4.3.1 The carbonate compensation

As discussed in section 2.3.4, the CaCO₃ burial in sediments is ultimately compensated for by the input from rivers. Because weathering and sedimentation rates appear relatively independent, there is no a priori reason why these two processes should be in perfect balance at any particular time. However, any imbalance between them can lead to large variations of the stock of calcium carbonate in the ocean (and thus of the alkalinity, Eq. 2.45) on millennial to multi-millennial timescales . This would imply significant changes in the oceanic pCO₂ (section 2.3.2) and in the atmospheric CO₂ concentration. Such large shifts were not observed, at least over the last tens of million years, because of a stabilising feedback between the oceanic carbon cycle and the underlying sediment referred to as carbonate compensation.
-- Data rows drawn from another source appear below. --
PR #4822, opened 2017-11-01
fix(fetcher): offline mirror name collision w/ private registries and scopes

newren:
**Summary**

When using artifactory as an internal npm registry in conjunction with scoped packages, yarn install was failing (about 50% of the time) with messages of the form
    
      Hashes don't match when extracting file
      "https://artifactory.internal.site:443/artifactory/api/npm/external-mirror/@types/react/-/react-15.6.4.tgz".
      Expected "3bb57bd43183a05919ceb025a264287348f47e9d" but got
      "da39a3ee5e6b4b0d3255bfef95601890afd80709"
    
The problem was that yarn was writing both `@types/react-15.6.4.tgz` and `react-15.6.4.tgz` to the same location within the offline mirror due to making an assumption about no additional leading paths before the scope name in the URL -- an assumption which was true for registry.npmjs.org, but not for artifactory npm repositories.

**Test plan**

Added a new unit test.


newren:
The two failures in one of the travis builds look to me like unrelated test flakes; the code I touched shouldn't affect either of those two operations.  Is there a way to retrigger the build to see if it duplicates?

newren:
Thanks for the review!  I've tried to address each of your three issues, but I'm still a newbie to the web development side of programming, so if I missed anything or there's further changes you'd like to see, just let me know.

newren:
The failed builds look like flakes to me; my code didn't touch the codepaths of the tests that failed, plus some were just timeouts.  Is there a way to retrigger those tests or something?

newren:
Hey, @BYK was just curious if my changes still needed further fixes or if they're now to your liking.  (As mentioned above, the test failures look like unrelated flakes and I don't seem to have perms to retrigger the builds.)  If you're just busy, I understand; just pinging in case my update fell through the cracks.

BYK:
Woops, sorry for the silence. This fell off my radar. Doing another pass now.

src/fetchers/tarball-fetcher.js
```diff
@@ -17,6 +17,8 @@ const stream = require('stream');
 const gunzip = require('gunzip-maybe');
 const invariant = require('invariant');
 
+const RE_URL_NAME_MATCH = /\/(?:(@[^/]+)\/)?[^/]+\/-\/([^/]+)$/;
```
newren: I think this will fail for some packages.  For example, looking at some sample resolved urls in a random local yarn.lock, it appears that _most_ would match your regex, such as ones of the form

https://publish.internal.site:443/artifactory/api/npm/external-npm/abab/-/abab-1.0.3.tgz
or
https://publish.internal.site:443/artifactory/api/npm/external-npm/@types/react/-/react-15.0.38.tgz

However, there are also some of the form

https://artifactory.internal.site:443/artifactory/api/npm/internal-npm-release/@team/package/-/@team/package-1.2.3.tgz

It looks like all internally team-scoped packages appear to have an extra "/@team/" between the "/-/" and the tarballBasename.

BYK: That's quite weird and it was also what I feared. We can tune the regex to handle these too but ideally, we should not be extracting the scope information from the URL anyway.

Since changing the names of these files would invalidate any existing offline mirror, we need to find a migration path when doing this in a better way.

BYK: I've pushed a new change but I also need to extend and refactor the tests to cover this new scenario. Feel free to add them since I can't look at this patch until tomorrow.

PR #222, opened 2019-09-27
[HOLD UNTIL MONDAY SEP 30] validate existence of new fields coming from macro

peetucket:
## Why was this change made?

part of sul-dlss/dlme-traject#111

n/a


peetucket:
@jacobthill : just double-checking that these new fields are required ... and that therefore validation will fail for new transforms if we merge this until the metadata_mappings.json file in dlme-traject is updated

jacobthill:
Lets hold off on merging for now. I need to make some transformations this afternoon and won't have time to add the country values until Monday morning.

PR #231, opened 2019-10-01
add date_parsing macros

ndushay:
## Why was this change made?

DLME date slider requires a Solr field with an Array of integer years for the whole range possible in a record.  This PR contains low hanging fruit for parsing out integer dates (and ranges) from strings using 2 existing gems, which will enable appropriate values for the date slider Solr field for about 8 collections.

These methods may be modified in the future to accommodate more data, and may not be relying on unmaintained gems after that.

Note that yes, it is possible to test our lambdas (and we should!)

n/a

### DIFF
--- a/lib/macros/date_parsing.rb
+++ b/lib/macros/date_parsing.rb
@@ -1,0 +1,35 @@
+# frozen_string_literal: true
+
+require 'timetwister'
+require 'stanford-mods'
+
+# Macros for Traject transformations.
+module Macros
+  # Macros for parsing dates from Strings
+  module DateParsing
+    # get array of year values in range, when string is:
+    # yyyy-yyyy
+    # yyyy - yyyy (can be one or more spaces by hyphen, but not other types of whitespace)
+    # yyyy  (one element in result)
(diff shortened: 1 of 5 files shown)


lib/macros/date_parsing.rb
```diff
@@ -0,0 +1,35 @@
...
+    # yyyy  (one element in result)
+    #  will not work for negative numbers, or fewer than 4 digit years
+    def range_array_from_positive_4digits_hyphen
+      lambda do |_record, accumulator|
+        range_years = []
+        accumulator.each do |val|
+          range_years << Timetwister.parse(val).first[:index_dates]
+        end
+        range_years.flatten!.uniq!
+        accumulator.replace(range_years)
```
mjgiarlo: @ndushay I wonder if this could be shortened to:

```ruby
def range_array_from_positive_4digits_hyphen
    accumulator.map! { |val| parse(val) }.flatten!.uniq!
  end
end

def parse(val)
  Timetwister.parse(val).first[:index_dates]
end
```

:question:

ndushay: good suggestion!

Issue #173, opened 2019-08-08
Modify intermediate representation to support language tags for metadata field values


jacobthill:
Requirements:
- [x] add language of property values to IR (Look at IIIF for multilingual modeling in JSON v2 or v3? https://iiif.io/api/presentation/3.0/#44-language-of-property-values ) 
- [x] write macro to manually assign language values to each field  (e.g. `to_field 'cho_creator', extract_oai('dc:creator'), lang('ara')`
- [x] write test to ensure that the language value passed through the config is a valid BCP47 language value

mjgiarlo:
I believe all the components of this work are now done. See the list of issues and commits above.

PR #240, opened 2019-10-03
Support tagging metadata values with language codes

mjgiarlo:
Connects to #173

Includes:
* Switch from dry-schema to dry-validation for more robust validation features
* Rework DLME schemas as dry-validation contracts
* Store list of acceptable BCP47 language codes in a YAML file to validate string values passed to `lang()` Traject macro
* Validate `cho_title` field as a hash with keys that are acceptable BCP47 codes
* Collapse services schema into EDM web resource schema
* Add Traject `lang()` macro that takes a single BCP47 language code
* Add post-processing macro for converting mapping values to a IIIF-flavored language hash

**NOTE**: For now we are only language-tagging the title field to test/vet things. Once we decide to open this up to other fields, we'll need to update `Contracts::CHO`. 

The whole journey of language-tagged fields goes something like this:

1. First, a macro like `extract_xpath` is used to map data out of the source record and begins its life as a string in an array: `['title1', 'title2']`
1. Then, the `lang()` macro, if used, takes the array of strings and reworks it into an array of hashes, with each hash representing values in a given language: `[{ language: 'en', values: ['title1', 'title2'] }]`
1. Finally, the `convert_to_language_hash(field1, field2, etc.)` macro reworks the above array into a IIIF-flavored hash after all mappings are complete, so from `[{ language: 'en', values: ['title1', 'title2'] }, { language: 'ar-Arab', values: ['arabic title1', 'arabic title2'] }]` to `{ 'en' => ['title1', 'title2'], 'ar-Arab' => ['arabic title1', 'arabic title2'] }`

:point_up: @jacobthill @aaron-collier


jacobthill:
@mjgiarlo I think this needs the Arabic fields that were added in https://github.com/sul-dlss/dlme-transform/commit/412fb42f9ddcd2645943077a8290d6ba2936728b

jacobthill:
Also I think I need to catch up on the decision to only require title as a hash value. The implications are that we can't assign language values to any other field. The normalized fields have Arabic equivalents so this is partly solved for them but for cases where the description, creator, contributor, etc. is in Arabic we have no way of indicating that in the data model. This will place design constraints on @ggeisler. I'm not sure we are ready to commit to this route. We can, of course, allow for the language of other fields to be captured later with further changes. Was that the idea?

jacobthill:
@mjgiarlo addressed all my concerns in person. I think this plan makes sense.

PR #249, opened 2019-10-07
Ans dates

jacobthill:
## Why was this change made?
To normalize the ANS dates for date slider

NA

### DIFF
--- a/lib/macros/date_parsing.rb
+++ b/lib/macros/date_parsing.rb
@@ -45,7 +45,7 @@ module Macros
     def american_numismatic_date_range
       lambda do |record, accumulator|
         if record['Year']
-          dates = record['Year'].split('|') #if record['Year']
+          dates = record['Year'].split('|')
           first_year = dates[0].to_i if dates[0]&.match(/\d+/)
           last_year = dates[1].to_i if dates[1]&.match(/\d+/)
         end
--- a/lib/macros/date_parsing.rb
+++ b/lib/macros/date_parsing.rb
@@ -41,6 +41,18 @@ module Macros
       end
     end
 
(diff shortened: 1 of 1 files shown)


jacobthill:
@aaron-collier I'm working on writing tests. I got pulled into something else this afternoon. Can we find a time to pair on this tomorrow?

lib/macros/date_parsing.rb
```diff
@@ -41,6 +41,18 @@ def penn_museum_date_range
       end
     end
 
+    # Extracts earliest & latest dates from American Numismatic Society record and merges into singe date range value
+    def american_numismatic_date_range
+      lambda do |record, accumulator|
+        if record['Year']
+          dates = record['Year'].split('|')
+          first_year = dates[0].to_i if dates[0]&.match(/\d+/)
```
ndushay: Your regex will not work for negative years, I believe.  I don't think penn museum had any negative years, and I didn't anticipate that.

It would be a good idea to create a constant like

```
YEAR_REGEX = /-?\d+/
```

and to use it consistently (ans and penn and whatever else comes in)

```
first_year = dates[0].to_i if dates[0]&.strip&.match(YEAR_REGEX)
```

ndushay: Also, here you could use the accumulator to get the value, as the data is only coming in from a single field.

```
  accumulator.map! do |val|
        first_year = ...
        last_year = ...
        Macros::DateParsing.year_array(first_year, last_year)
   end
end
```

`.map!` iterates through each original value and will change the field value in place.  This is what we want here.   Again, I couldn't go this route for the penn data because the information was coming from two different record fields.

ndushay:
@jacobthill for the record, you could also pair with someone else on test and so on -- Aaron or Mike could help if you can get together with one of them sooner.

PR #251, opened 2019-10-07
date_parsing has replaced normalize_date

ndushay:
## Why was this change made?

Now that dlme-traject is using DateParsing.penn_museum_date_range macro for `cho_date_range_norm`, this is no longer used.

n/a

## Question

@jacobthill would you prefer that the DateParsing module be renamed NormalizeDate ?


mjgiarlo:
merging, but do see @ndushay's question above, @jacobthill

ndushay:
I'm happy to do a follow-on PR if desired.

PR #260, opened 2019-10-08
add missing requirement

jacobthill:
## Why was this change made?
Address missing requirement from record_counter.rb

n/a

### DIFF
--- a/lib/record_counter.rb
+++ b/lib/record_counter.rb
@@ -1,6 +1,7 @@
 # frozen_string_literal: true
 
 require 'concurrent'
+require 'singleton'
 
 module Dlme
   # A singleton counter for records.


lib/record_counter.rb
```diff
@@ -1,6 +1,7 @@
 # frozen_string_literal: true
 
 require 'concurrent'
+require 'singleton'
```
mjgiarlo: Ideally we would have a test as well to avoid regressions.

jacobthill:
@mjgiarlo can you add that test? I'm not sure how to do it.

mjgiarlo:
@jacobthill no problem, I'll toss a PR up that supersedes this one. thanks for finding and diagnosing it!

PR #268, opened 2019-10-09
Add hijri_range macro and cho_date_range_hijri

### LINKED ISSUE #189: Hijri to Gregorian and Gregorian to Hijri conversion
Need at macro to convert Hijri dates to Gregorian dates and Gregorian dates to Hijri dates. There is a Hijri date library that might be worth looking at: https://github.com/ecleel/hijri

aaron-collier:
## Why was this change made?

Fixes #189 

- Renames the `cho_date_hijri` field to `cho_date_range_hijri` to properly reflect the data.
- Adds `hijri_range` macro to `date_parsing` and a corresponding test
- Adds the proper `to_field` for `cho_date_range_hijri` to traject configs that currently have `cho_date_range_norm` configured.

N/A


aaron-collier:
@ndushay yes, we need a hijri based range facet. and yeah, `.to_hijri` is added by the hijri gem.

spec/lib/traject/macros/date_parsing_spec.rb
```diff
@@ -119,6 +119,41 @@
     end
   end
 
+  describe '#hijri_range' do
+    it 'receives a range of integers' do
+      indexer.instance_eval do
+        to_field 'int_array', accumulate { |record, *_| record[:value] }, hijri_range
```
mjgiarlo: Since this appears to be the same in each test in this describe block, consider moving to a `before` block and out of the `it` statements?

spec/lib/traject/macros/date_parsing_spec.rb
```diff
@@ -119,6 +119,41 @@
...
+      # note this is the first valid date that can be converted
+      expect(indexer.map_record(value: [623])).to include 'int_array' => [1, 2]
+    end
+
+    it 'is not provided a value' do
+      indexer.instance_eval do
+        to_field 'int_array', accumulate { |record, *_| record[:value] }, hijri_range
+      end
+
+      expect(indexer.map_record(value: [])).not_to include 'range'
```
mjgiarlo: what is `'range'` here? I was surprised not to see `'int_array'` here.

mjgiarlo: should this be `expect(indexer.map_record(value: [])).be_empty?` (assuming an empty array is returned)

spec/lib/traject/macros/date_parsing_spec.rb
```diff
@@ -119,6 +119,41 @@
...
+    end
+
+    it 'receives an invalid value' do
+      indexer.instance_eval do
+        to_field 'int_array', accumulate { |record, *_| record[:value] }, hijri_range
+      end
+
+      expect(indexer.map_record(value: [622])).not_to include 'int_array' => [1, 2]
```
mjgiarlo: should this be `expect(indexer.map_record(value: [])).be_empty?` (assuming an empty array is returned)

spec/lib/traject/macros/date_parsing_spec.rb
aaron-collier: Happy to make this change, was following the pattern established in the spec, but clearing it up makes sense.

spec/lib/traject/macros/date_parsing_spec.rb
aaron-collier: `int_array` is just a generic place holder "field". I think you're right about `range` being wrong here.

lib/macros/date_parsing.rb
```diff
@@ -58,6 +59,21 @@ def fgdc_date_range
...
+    FIRST_VALID_GREGORIAN_TO_HIJRI_YEAR = 623
+
+    # Takes an existing array of year integers and returns an array converted to hijri
+    # with an additional year added to the end to account for the non-365 day calendar
+    def hijri_range
+      lambda do |_record, accumulator, _context|
+        if accumulator.any? { |val| val < FIRST_VALID_GREGORIAN_TO_HIJRI_YEAR } # 623 is the first valid year to convert
+          accumulator.replace([])
+          return
+        end
```
mjgiarlo: @aaron-collier Before merging, it'd be good to hear from @jacobthill what the right behavior is when a date range includes values outside (*i.e.*, before) the Hijri range? Should the macro:

1. return an empty result set (what's done above);
1. return an array filtering out these values; or
1. raise an exception

:question: cc: @ndushay

spec/lib/traject/macros/date_parsing_spec.rb
```diff
@@ -119,6 +119,31 @@
     end
   end
 
+  describe '#hijri_range' do
+    before(:each) do
```
mjgiarlo: You can drop `(:each)` here and use `before do`, which defaults to the `:each` behavior. This is no biggie.

lib/macros/date_parsing.rb
ndushay: I have no idea.

spec/lib/traject/macros/date_parsing_spec.rb
ndushay: I've also done this:
```ruby
{
  'foo' => 'bar,
  'fickle' => 'hijri'
}.each_pair do | raw, expected|
   it "blah #{raw} blah #{expected" do
      expect(magic(raw)).to eq expected
   end
end
```

It's compact, and it's clear if you're checking a bunch of similar stuff.  when I get the marc_date_range macro done, it's what I'll be doing for it.

It does make debugging tests harder as the line numbers are a bit wonky, but if you use "format documentation" for the failing spec, you can see what is going on.

spec/lib/traject/macros/date_parsing_spec.rb
ndushay: It is so hard to remember to test your "not" expects thoroughly.

lib/macros/date_parsing.rb
mjgiarlo: @ndushay Yeah, it's a @jacobthill question, but I wanted to loop you in as DLSS Date Czar :laughing:

aaron-collier: I'm going to do a bit of work utilizing the formulas provide in wiki (https://en.wikipedia.org/wiki/Hijri_year#Formula) in order to account for BH (Before Hijri) dates:

```
AH = 1.030684 × (CE − 621.5643)

or

AH = (CE − 622) × 33 ÷ 32
```

@jacobthill and I will be pairing on this before stand up this morning.

jacobthill: I think this formula will work fine for all CE and BCE dates. Just replace CE with any positive (CE) or negative (BCE) number. There is a lot of complexity in translating between calendars. There are many slightly different formulas with various degrees of accuracy/complexity. I don't know enough to argue for one or another. This one seems fine for now. Essentially the implications are that with large negative years, if the formula is off slightly, the year will be miscalculated by a few years or decades with very large negative numbers. I don't really see this as a problem since the Muslim, and the Western, world doesn't really have a precise, well-establish system for dating large BCE numbers anyway.

mjgiarlo: Looking at this discussion of formulae and such, I am now wondering whether the `hijri` gem shouldn't be handling this for us. (Otherwise, what value is it providing? :laughing:)

aaron-collier: Yup @mjgiarlo after discussion, I'm 99% sure I'll be ditching the gem.

mjgiarlo: cooooool.

Gemfile
```diff
@@ -7,7 +7,6 @@ gem 'activesupport', '~> 5.2'
 gem 'config'
 gem 'dry-validation'
 gem 'faraday'
-gem 'hijri'
```
ndushay: this is a small reason why we should consider adding gems with the code.  I believe I did the exact same splitting of PRs recently, tho (for parse_date, I believe), so it's definitely a hindsight observation.

lib/contracts/cho.rb
```diff
@@ -10,7 +10,7 @@ class CHO < Dry::Validation::Contract
       optional(:cho_coverage).array(:str?)
       optional(:cho_creator).array(:str?)
       optional(:cho_date).array(:str?)
-      optional(:cho_date_hijri).array(:str?)
+      optional(:cho_date_range_hijri).array(:integer)
       optional(:cho_date_range_norm).array(:integer) # this is an array of integers to capture the years in a range
```
ndushay: the comment on line 14 should either move up to line 13 or go away, no?

lib/macros/date_parsing.rb
```diff
@@ -67,6 +88,19 @@ def penn_museum_date_range
       end
     end
 
+    HIJRI_MODIFIER = 1.030684
+    HIJRI_OFFSET = 621.5643
+
+    # @param [Integer] a single year to be converted
+    # @return [Integer] a converted integer year
+    # This method uses the first formulat provided here: https://en.wikipedia.org/wiki/Hijri_year#Formula
```
ndushay: typo: formulat

lib/macros/date_parsing.rb
```diff
@@ -67,6 +88,19 @@ def penn_museum_date_range
...
+    # This assumes rounding down, not up
```
ndushay: isn't "floor" obviously rounding down?  Is this comment necessary?

lib/macros/date_parsing.rb
```diff
@@ -58,6 +58,27 @@ def fgdc_date_range
       end
     end
 
+    FIRST_VALID_GREGORIAN_TO_HIJRI_YEAR = 623
+
+    # Takes an existing array of year integers and returns an array converted to hijri
+    # with an additional year added to the end to account for the non-365 day calendar
+    def hijri_range
+      lambda do |_record, accumulator, _context|
+        unless accumulator.is_a? Array
```
ndushay: i'm not confident, but I thought traject always has an array in the accumulator???  Is there a particular situation here that would make this not true?

If it is always an array, doesn't it make this:

```
accumulator.map! do |val|
  Macros::DateParsing.to_hijri(accumulator.first)..Macros::DateParsing.to_hijri(accumulator.last) + 1).to_a)
end 
```
?

mjgiarlo: Would you consider collapsing lines 67-75 with:

```ruby
if !accumulator.is_a?(Array) || accumulator.empty?
  accumulator.replace([])
  return
end
```

lib/macros/date_parsing.rb
```diff
@@ -58,6 +58,27 @@ def fgdc_date_range
...
+          accumulator.replace([])
+          return
+        end
+
+        if accumulator.empty?
+          accumulator.replace([])
+          return
+        end
```
ndushay: if you need to avoid my suggestion above, this block can become:

```
return if accumulator.empty?
```

spec/lib/traject/macros/date_parsing_spec.rb
```diff
@@ -119,6 +119,31 @@
...
   end
 
+  describe '#hijri_range' do
+    before do
+      indexer.instance_eval do
+        to_field 'int_array', accumulate { |record, *_| record[:value] }, hijri_range
+      end
+    end
+
+    it 'receives a range of integers' do
```
ndushay: I don't mind this format, but if parse_date is large, the spec will become large.  Okay to leave as is, or to change to more compact approach in PR #271.

spec/lib/traject/macros/date_parsing_spec.rb
```diff
@@ -119,6 +119,31 @@
...
+      expect(indexer.map_record(value: [2010, 2011, 2012])).to include 'int_array' => [1431, 1432, 1433, 1434]
+    end
+
+    it 'receives a single value' do
+      # note this is the first valid date that can be converted
```
ndushay: It would be good to have a test demonstrating what happens if the value is earlier than first valid date.  Possibly throwing an exception would be warranted to call out the bad data??

aaron-collier: Actually, this comment is cruft, this now allows earlier dates.

lib/macros/date_parsing.rb
aaron-collier: Doh, I wanted this, but totally brain farted on it.

lib/macros/date_parsing.rb
aaron-collier: Yes, I just wanted to call attention that we're purposefully doing it. But if that just makes it messy, happy to drop.

lib/macros/date_parsing.rb
aaron-collier: I think you're right.

spec/lib/traject/macros/date_parsing_spec.rb
aaron-collier: I'm not quite getting what you mean. Can we pair after lunch?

To understand this feedback, it is necessary to analyse the mechanisms controlling the dissolution of CaCO₃. First, let's define the solubility K^CaCO₃ (similarly to the solubility of CO₂ in Eq. 2.43) from the equilibrium relationship for the dissolution of CaCO₃ (Eq. 2.47).

K^{C a C o_{3}} = {[C O_{3}^{2 -}]}_{s a t} {[C a_{}^{2 +}]}_{s a t}

(4.17)

where [CO₃^2-]_sat and [Ca²⁺]_sat are the concentrations when the equilibrium between CaCO₃ and the dissolved ions is achieved, i.e at saturation. If at one location in the ocean the product [CO₃^2-][Ca²⁺] is higher than K^CaCO₃, the water is said to be supersaturated with respect to CaCO₃. If the product is smaller than K^CaCO₃, the water is undersaturated. As the variations of the concentration in Ca²⁺ are much smaller than the variations in the concentration of CO₃^2-, saturation is mainly influenced by [CO₃^2-].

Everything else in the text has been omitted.